— Task brief —
Read the records below and copy each line that contains "commits".
*** Begin section ***
PR #5353, opened 2025-06-05
csi: validate incoming VolumeGroupSnapshot requests

nixpanic:
Add missing validation for VolumeGroupSnapshot requests.

### DIFF
--- a/.commitlintrc.yml
+++ b/.commitlintrc.yml
@@ -31,6 +31,7 @@ rules:
     - - build
       - cephfs
       - ci
+      - csi
       - csiaddons
       - cleanup
       - deploy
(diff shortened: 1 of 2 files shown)


Rakshith-R (approved):

Nikhil-Ladha (approved):
Wondering if "rbd" would have been a more appropriate commit title type for this change 🤔

nixpanic:
> Wondering if "rbd" would have been a more appropriate commit title type for this change 🤔

It's actually both. This validation isn't really _rbd_ specific, only that it is in the RBD group-controller. Because it is more of a CSI-verification, I through _csi_ as component would be better.

nixpanic:
@mergifyio queue

PR #5364, opened 2025-06-13
doc: add `v3` symlink to get current versions in pkg.go.dev

nixpanic:
https://pkg.go.dev/github.com/ceph/ceph-csi does not list the current
v3.14.0 release. It seems to come from the fact that a v3 release of a
Go module expects a v3/go.mod file in the repository. Instead of moving
all files from the root of the repository to a new `v3` directory, make
a symlink so that https://github.com/ceph/ceph-csi/v3/go.mod resolves
correctly (eventhough the go.mod does not reference /v3).

Steps to add a package (also has a suggestion for a version):
- https://pkg.go.dev/about#adding-a-package

The Go proxy protocol is used to track available versions, and this would be a request for the v3.14.0 version:
- `https://proxy.golang.org/github.com/ceph/ceph-csi/v3/@v/v3.14.0.info`

That results in an error like
```
not found: github.com/ceph/ceph-csi/v3@v3.14.0: invalid version: go.mod has non-.../v3 module path "github.com/ceph/ceph-csi" (and .../v3/go.mod does not exist) at revision v3.14.0
```

Adding the `v3` symlink to the root of the directory might be sufficient to get the documentation generated.


Madhu-1 (approved):

Nikhil-Ladha (approved):

Nikhil-Ladha:
@mergifyio queue

nixpanic:
@mergifyio backport release-v3.14

PR #1054, opened 2026-07-17
MWPW-200064: View promo variations in Promo project fragment table view - part 2: view-only table

mirafedas:
Resolves https://jira.corp.adobe.com/browse/MWPW-200064

## 🧪 Nala E2E Tests

### To run Nala tests again:

- Remove the `run nala` label

## Test URLs:

- After: https://mwpw-200064-1--mas--adobecom.aem.live/studio.html


studio/src/common/components/mas-select-items-table.js
```diff
@@ -296,7 +298,16 @@ class MasSelectItemsTable extends LitElement {
...
-        return TABLE_COLUMNS[this.effectiveType][this.viewOnly ? 'viewOnly' : 'selectable'];
+        const base = TABLE_COLUMNS[this.effectiveType][this.viewOnly ? 'viewOnly' : 'selectable'];
+        const supportsExtraCells = this.viewOnly && [TABLE_TYPE.CARDS, TABLE_TYPE.COLLECTIONS].includes(this.effectiveType);
+        if (!supportsExtraCells) return base;
+        return [
+            ...base,
+            ...(this.effectiveType === TABLE_TYPE.CARDS && this.renderPreviewCell !== NOOP_CELL
+                ? [{ label: 'Preview', key: 'preview' }]
+                : []),
+            ...(this.renderActionsCell !== NOOP_CELL ? [{ label: 'Actions', key: 'actions' }] : []),
```
yesil: Column visibility keys off `renderActionsCell/renderPreviewCell !== NOOP_CELL`, but `mas-collapsible-table-row` defaults these to a separate `() => nothing` rather than the shared sentinel. It works now only because the caller passes fresh arrows. If anyone later passes an equivalent no-op to *hide* a column, this would instead render an empty Actions/Preview header over blank cells. Cleaner to gate on an explicit flag (or default to `null` and check `!= null`) in both components.

studio/src/common/components/mas-select-items-table.js
```diff
@@ -16,23 +16,27 @@ import {
...
 
+const NOOP_CELL = () => nothing;
+
 class MasSelectItemsTable extends LitElement {
     static styles = styles;
 
     static properties = {
         type: { type: String },
         viewOnly: { type: Boolean },
-        viewOnlyLoading: { type: Boolean, state: true },
```
honstar, line 25: Shouldn't these properties remain internal component state properties? Removing `state: true` lets Lit create or observe a corresponding HTML attribute for it which doesn't sound right for these imo.

studio/test/translation/mas-select-items-table.test.js
honstar, line 1: Since the component to be tested is located at `common/components/mas-select-items-table.js`, this corresponding test file should be moved over to `test/common/components` respectively.

studio/src/promotions/mas-promotions-items-table.css.js
```diff
@@ -0,0 +1,425 @@
+import { css } from 'lit';
+
+export const promotionsItemsTableStyles = css`
+    :host {
+        width: 100%;
+        display: flex;
+        min-height: 0;
+    }
+
+    .promotions-view-only .offer-cell {
```
honstar, line 10: This including the following rules for `.mnemonic-icon, .path, .preview-cell, .actions-cell, .promotions-fragments-layout/.promotions-collections-layout` column widths can never apply: the markup now renders inside `<mas-select-items-table` / `<mas-collapsible-table-row>` own shadow roots which this stylesheet can't reach.

honstar (changes requested):

studio/src/common/components/mas-select-items-table.js
mirafedas: I changed them to be external so that parent can pass data it already has, avoiding a redundant fetch.

honstar: Ok, thanks for the explanation 👍

studio/src/promotions/mas-promotions-items-table.css.js
honstar: There is still a visual regression: while the dead code has been deleted, the underlying gap is still there. The commit removed the misleading dead CSS but didn't move the tuned styling anywhere.
Concretely: `mas-promotions-items-table.css.js` still defines `24px .mnemonic-icon` - but that rule now only reaches the Offers table (rendered in the same shadow root). The delegated Cards/Collections tables render their offer/mnemonic markup inside `mas-collapsible-table-row.js`, styled by its own CSS file which independently sets `32px` icons with single-line ellipsis truncation.
Net result: within the same Promotions editor, Offers tab shows 24px icons, Fragments/Collections tabs show 32px icons which is an inconsistency that seems to have been present before this PR already.

mirafedas: Yes, this has been present before this PR already, and anyway the design will change once the Figma for promotion variations is finalized (should be soon), so I'm leaving this unchanged for now.

honstar (approved):

studio/src/common/components/mas-select-items-table.js
```diff
@@ -64,7 +70,7 @@ class MasSelectItemsTable extends LitElement {
         this.dataState.abortController = new AbortController();
```
yesil, line 72: nit: when embedded by `mas-promotions-items-table`, the parent loads fragments in its own `updated()`→`#loadSelected` and passes them down. But the child mounts before that async load resolves, so `viewOnlyFragments` is still empty here and this `!viewOnlyFragments.length` guard still fires a second `loadSelectedFragments` for the same paths on first mount — it only avoids re-loading on later renders. Worth confirming; if it does double-fetch, an explicit "parent owns data" flag would be a cleaner gate than array length.

studio/src/promotions/mas-promotions-items-table.js
```diff
@@ -1362,51 +841,74 @@ class MasPromotionsItemsTable extends LitElement {
         </div>`;
```
yesil, line 841: nit: dropping `#emptySelectionMessage` means Cards/Collections now show the delegated generic "No items found." instead of the previous actionable copy ("No fragments selected. Use Add fragments to pick cards matching your offers." / "No collections selected."). Offers keeps its rich empty state; intentional?

studio/src/translation/mas-collapsible-table-row.js
```diff
@@ -80,6 +84,9 @@ export class MasCollapsibleTableRow extends LitElement {
                 this.isLoadingPromoVariations = false;
             }
         }
+        if (changedProperties.has('promoVariationsFetchedByParent') && this.promoVariationsFetchedByParent) {
```
yesil: nit: setting the reactive `promoVariations` from within `updated()` triggers a follow-up render (the "scheduled an update after an update completed" warnings in the test run). Deriving it in `willUpdate` or via a getter would avoid the extra cycle.

yesil (approved):
Approve with nits. Lint clean, 333 affected unit tests pass, tab-model refactor is consistent across the selector→table→row chain and I confirmed no stale `tab.key`/`nonSelectableVariations` consumers remain. A few non-blocking notes inline.

studio/src/promotions/mas-promotions-items-table.js
mirafedas: I'm keeping it for now as we are waiting for the final Figma, will address on a new Jira once we have it

afmicka:
@mirafedas after i add a fragment that has promo variation to the promotion project, the promo variation is not displayed in the view only table. I understood that this PR should resolve that. Could you please check? 
project: https://mwpw-200064-1--mas--adobecom.aem.live/studio.html#page=promotions-editor&path=sandbox&promotionId=a313968d-739c-4369-af83-183481e6d1e2
fragment: https://mas.adobe.com/studio.html#page=content&path=sandbox&query=bd525f5a-6db1-497c-9a5e-4a45a92da2e1

Screenshot 2026-07-27 at 13 44 33
Screenshot 2026-07-27 at 13 41 42

afmicka:
@mirafedas could you please check one more thing. In the translation project, i have selected both promo variations together with the default fragment. It says that are 3 fragments selected everywhere but in the side panel it displays only 2 fragments (default and one promo). The newly created promo variation from your branch is not being displayed 

project: https://mwpw-200064-1--mas--adobecom.aem.live/studio.html#page=translation-editor&path=sandbox&translationProjectId=9a035ced-733f-485a-a73e-c20075052c70


Screenshot 2026-07-27 at 14 43 32
Screenshot 2026-07-27 at 14 43 08

PR #996, opened 2026-06-19
MWPW-199086 Product Card Updates

Blainegunn:
Resolves 
https://jira.corp.adobe.com/browse/MWPW-199086 
https://jira.corp.adobe.com/browse/MWPW-198614

Product Card Updates: 
- "What's Included" & Short description section now support the info icon
- Short description enabled 
- "Add on" toggle enabled with background color support
- Pricing and percentage values from OST are no longer bolded 
- Asterisk to a price value stays inline 
- Tooltip pops from top on mobile

QA Checklist: https://wiki.corp.adobe.com/display/adobedotcom/M@S+Engineering+QA+Use+Cases

Please do the steps below before submitting your PR for a code review or QA

- [ ] C1. Cover code with Unit Tests
- [ ] C2. Add a Nala test (double check with #fishbags if nala test is needed)
- [ ] C3. Verify all Checks are green (unit tests, nala tests)
- [ ] C4. PR description contains working Test Page link where the feature can be tested
- [ ] C5: you are ready to do a demo from Test Page in PR (bonus: write a working demo script that you'll use on Thursday, you can eventually put in your PR)
- [ ] C.6 read your Jira one more time to validate that you've addressed all AC's and nothing is missing

## 🧪 Nala E2E Tests

Nala tests run automatically when you **open this PR**.

### To run Nala tests again:

1. Add the `run nala` label to this PR (in the right sidebar)
2. Tests will run automatically on the current commit
3. Any future commits will also trigger tests **as long as the label remains**

### To stop automatic Nala tests:

- Remove the `run nala` label

> **Note**: Tests only run on commits if the `run nala` label is present. Add the label whenever you need tests to run on new changes.

## Test URLs:

- Before: https://main--mas--adobecom.aem.live/
- After: https://mwpw-199086--mas--adobecom.aem.live/

PR #1055, opened 2026-07-18
MWPW-200940: Fix ETF text disappearing in mini-compare-chart after full page load

seanchoi0:
When `merch-card-collection` removes and re-inserts `merch-card` elements during initial load ordering, `disconnectedCallbackHook` clears `legalObserver` and `legalResolvedHandler` — but `legalAdjusted` stays `true`. On reconnection, `adjustLegal` is blocked by `legalAdjusted=true` and no observer exists to catch `inline-price` re-renders, causing the ETF text ("Fee applies of half your remaining annual commitment…") to disappear once other components finish loading.

Resolves https://jira.corp.adobe.com/browse/MWPW-200940

Test URLs:

- After: https://mwpw-200940--mas--adobecom.aem.live/

Test page: https://main--da-dc--adobecom.aem.live/drafts/prateeksha/test-placeholder?akamaiLocale=CO&mep=off&maslibs=MWPW-200940


3ch023 (dismissed):
1. there are seem to be some unrelated fixes as well making scope of change bigger. please double check if those are needed and if not, remove them. (existingLegal block, adjustShortDescription, etc)
2. why deleting release-mas-js?

seanchoi0 (commented):
1. Agreed — those changes (existingLegal block, MutationObserver on existingLegal, adjustShortDescription rAF retry / hasIconButton / innerHTML, heading-xs slot) were self-reviewed additions unrelated to the original bug. Will revert them to keep scope focused on the core fix: legalObserver cleanup in disconnectedCallbackHook and the recovery block in connectedCallbackHook.

2. The `.claude/commands/release-mas-js.md` deletion happened during merge conflict resolution — `.claude` is a symlink in this worktree and git rejected the file with "beyond a symbolic link", so `git rm --cached` was used to resolve the conflict. The file will be restored.

web-components/src/variants/mini-compare-chart.js
```diff
@@ -182,7 +208,6 @@ export class MiniCompareChart extends VariantLayout {
 
         const slots = [
             'heading-m',
```
Axelcureno, line 210: Restore `heading-xs` — the AEM mapping still stamps `slot="heading-xs"`, so dropping it from the equalization list loses row-height alignment (#996).
```suggestion
            'heading-m',
            'heading-xs',
```

web-components/src/variants/mini-compare-chart.js
```diff
@@ -832,11 +869,6 @@ export class MiniCompareChart extends VariantLayout {
                 --consonant-merch-card-mini-compare-chart-heading-m-height
             );
         }
```
Axelcureno, line 880: Companion to the slots-array restore — the min-height rule that consumes the equalized height.
```suggestion
        }
        :host([variant='mini-compare-chart']) slot[name='heading-xs'] {
            min-height: var(
                --consonant-merch-card-mini-compare-chart-heading-xs-height
            );
        }
```

web-components/src/variants/mini-compare-chart.js
```diff
@@ -603,18 +642,16 @@ export class MiniCompareChart extends VariantLayout {
             this.shortDescriptionSource = bodyXxs;
             bodyXxs.remove();
         }
-        const source = this.shortDescriptionSource;
-        const text = source.textContent?.trim();
-        const hasIconButton = !!source.querySelector('.icon-button');
-        if (!text && !hasIconButton) return;
+        const text = this.shortDescriptionSource.textContent?.trim();
+        if (!text) return;
```
Axelcureno: Restore the #996 icon-button gate — without it an icon-only `body-xxs` bails out and the tooltip icon is dropped entirely.
```suggestion
        const source = this.shortDescriptionSource;
        const text = source.textContent?.trim();
        const hasIconButton = !!source.querySelector('.icon-button');
        if (!text && !hasIconButton) return;
```

web-components/src/variants/mini-compare-chart.js
```diff
@@ -603,18 +642,16 @@ export class MiniCompareChart extends VariantLayout {
...
         const legalPrice = this.card.querySelector(
             '[slot="heading-m-price"] [data-template="legal"]',
         );
         const planType = legalPrice?.querySelector('.price-plan-type');
         if (!planType) return;
         if (planType.querySelector('em')) return;
         const em = document.createElement('em');
-        em.innerHTML = ` ${source.innerHTML}`;
+        em.textContent = ` ${text}`;
```
Axelcureno: Companion restore — `textContent` flattens icon-buttons/links/sup in ETF copy to plain text. If moving to `textContent` on purpose (it does close an injection sink), better as its own PR with #996 owners + updated tests.
```suggestion
        em.innerHTML = ` ${source.innerHTML}`;
```

Axelcureno (changes requested):
Verified the core fix — collection reordering really does disconnect/reconnect cards (`updated()` → `prepend()` on connected children), and the observer lifecycle is now symmetric across the cycle. Nice isolation of the root cause.

Blocking on two things:

- The last main merge still reverts parts of #996 (MWPW-199086): `heading-xs` slot equalization and the icon-button/`innerHTML` ETF handling (plus its two tests in `merch-card.adjustAddon.test.js`). Left inline suggestions to restore them. If dropping `innerHTML` is intentional — it does close an injection sink — that deserves its own conversation with the #996 folks, with the tests updated rather than deleted.
- The "injects ETF text" test wraps all its assertions in `if (planType)`, so it can pass while asserting nothing — and the fixture's `data-wcs-osi="abm"` has no key in `mocks/offers.json` (only `abm-mult` etc.), which is likely why. A real mock OSI + unconditional assertions would make the new tests actually bite.

Smaller: if `legal.onceSettled()` rejects after the clone is inserted, `legalAdjusted` is already `true`, so the "allow retry" comment in the catch never happens — and a naive retry would duplicate the legal node since it's already in the DOM. Worth cleaning up the inserted clone in the catch. Also the `delay(50)`s / `document.__etfMount` stash could use the file's `checkReady()` pattern, and Nala Gate is red on this PR.

seanchoi0 (commented):
Thanks for the thorough review!

- Restored #996 changes (heading-xs slot, icon-button/innerHTML) that were accidentally reverted — those belonged to MWPW-199086, not this ticket's scope.
- catch block now removes the inserted clone and resets legalAdjusted/legalResolvedHandler/legalElement so retry actually works.
- ETF test: switched to abm-mult (valid OSI in offers.json), replaced delay(50) with card.checkReady(), made planType assertion unconditional, dropped document.__etfMount stash.

Axelcureno (approved):
All good — verified the #996 restore on the branch (`heading-xs` + `hasIconButton`/`innerHTML` back, adjustAddon tests intact), and the catch cleanup handles both failure points correctly: pre-insertion failures leave `legal` undefined, post-insertion failures remove the clone and reset state so the retry actually fires now. Test fixes look right too — `abm-mult` resolves against the mocks, assertions are unconditional, and `checkReady()` replaces the delays.

One thing left: Nala Gate is only failing on the "Require `run nala` label" step — adding the label should turn it green. Non-blocking: the catch-cleanup path has no test yet, fine as a follow-up.

web-components/src/variants/mini-compare-chart.js
```diff
@@ -70,6 +70,30 @@ export class MiniCompareChart extends VariantLayout {
             this.updatePriceQuantity,
         );
 
+        if (this.legalAdjusted && !this.legalObserver) {
+            const legal = this.card.querySelector(
+                '[slot="heading-m-price"] [is="inline-price"][data-template="legal"]',
+            );
+            if (legal) {
```
npeltier, line 77: isn't `[data-template="legal"]` or `[is="inline-price"][data-template="legal"]` enough as a selector? or do you want only legal templates in a given slot? what if for some reason we change that slot?

npeltier (approved):
lgtm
*** End section ***
— Result of this task —
3. Any future commits will also trigger tests **as long as the label remains**
> **Note**: Tests only run on commits if the `run nala` label is present. Add the label whenever you need tests to run on new changes.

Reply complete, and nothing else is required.